# Yarn shops in London , Scotland , and Paris



## seafox (Apr 6, 2011)

I wonder if those who live in London or close by in the UK would share their favorite yarn shops with me. 

I am also going up to Scotland, probably through Edinburgh and Glasgow. 

Might go to Paris on an overnight. 

Any suggestions about yarn related places to go would be appreciated. 

I know one shop in London--I knit London-- has knit nights. 

I Thought I'd try to travel light going over, and buy some souvenir yarn on the trip. 

Thanks.


----------



## Leonora (Apr 22, 2011)

Enjoy your trip, but be warned, yarn is not cheap over here, especially natural fibres, compared to the US prices. We have a very high 20% VAT added to everything Which is already included in the price, apart from the fact yarn is expensive anyway. Leonora


----------



## caros (Oct 13, 2011)

I bought some beautiful sock yarn in London at Liberty's and also the John Lewis department store when I was there a couple of years ago. I went to a large store in Paris (Galeries Lafayette) and tried to ask if they had a section that sold wool/knitting materials etc., but my schoolgirl French was just a dim and distant memory and they didn't understand me either until I played charades and acted out the motion of knitting with my two index fingers! From memory I don't think I bought any there though.


----------



## knitwit112 (Jan 19, 2012)

I'm a Glaswegian and have 2 favourite wool shops where I can always get exactly what I'm looking for...
1) Marjory's Wool Shop in Holmlea Road on the south side of the city...It has a great selection of fancy textured yarns.
2) The Bargain Wool Shop in the Gallowgate, which is on the east side of the city,,,and like the name says, you'll get awesome bargains in there...
Happy shopping when you get here :thumbup:


----------



## Linday (Jan 22, 2012)

My grandfather was a Glaswegian. He came to Canada in the early 1900's. His father was a Glaswegian Police Officer in the 1800's and my GF was a Preysbyterian Minister. The last name is Munro. Never been but would love to someday. Hopefully someday will come sooner rather than later.


----------



## seafox (Apr 6, 2011)

Thank all of you. I'm keeping a list.


----------



## val hynson (Oct 9, 2011)

Would you believe that a few of Sainsburys supermarkets are now stocking yarn I think its Red Heart so when you get to Edinburgh check out the Sainsburys store in Blackhall, the one in Wigan also stocks yarn


----------



## spinninggill (Apr 9, 2011)

Hi there. 
I am a handspinner and yarn designer,making my own range of unique yarns,many from locally sourced fleece. Whilst I don't have a shop. I would be happy to meet up with you, if you want to PM me.

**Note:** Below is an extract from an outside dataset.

PR #1250, opened 2019-11-07
BUG: Correct calculation of surface normals during curve resampling 

smrolfe:
This commit fixes a bug which causes the application to crash when a curve is resampled and constrained to a surface without an existing normal vector array.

K1 Yarns in the West Bow, Edinburgh,has lots of different and Scottish yarns. 
.
City Knitty meets on a Wednesday evening 7.30 to 10 at Cafe Lucano on George IV Bridge Edinburgh


----------



## Junelouise (Apr 29, 2011)

I have been to Scotland three times in the past 4 years. Daughter is living in Edinburgh. We are going over in the next couple of months to celebrate her PhD..hopefully. While we land at Glasgow, we have never seen the city as we hop onto the train to Edinburgh. I hear the shopping is better in Glasgow so we may have to make the trip and check out Glasgow on our next trip. 
I stopped at a yarn shop in Edinburgh downtown.can't remember where, about 4 years ago and yes the yarn is expensive..and to further add to the problem..they said they had all their yarn shipped from Canada! 

June


----------



## val hynson (Oct 9, 2011)

If you take the bus from the centre of Edinburgh to Blackhall, the Sainsburys supermarket now stock knitting yarn, not a big variety but worth looking at


----------



## cathie white (May 29, 2011)

There used to be a yarn shop in the Haymarket, in Edinburgh, called Drummond's. Check with someone local to see if it's still there. If it is, it's just west of the Haymarket train station. The street starts out as Princes Street, but changes its name several times along the way, so I can't tell you the actual address.


----------



## Junelouise (Apr 29, 2011)

cathie white said:


> There used to be a yarn shop in the Haymarket, in Edinburgh, called Drummond's. Check with someone local to see if it's still there. If it is, it's just west of the Haymarket train station. The street starts out as Princes Street, but changes its name several times along the way, so I can't tell you the actual address.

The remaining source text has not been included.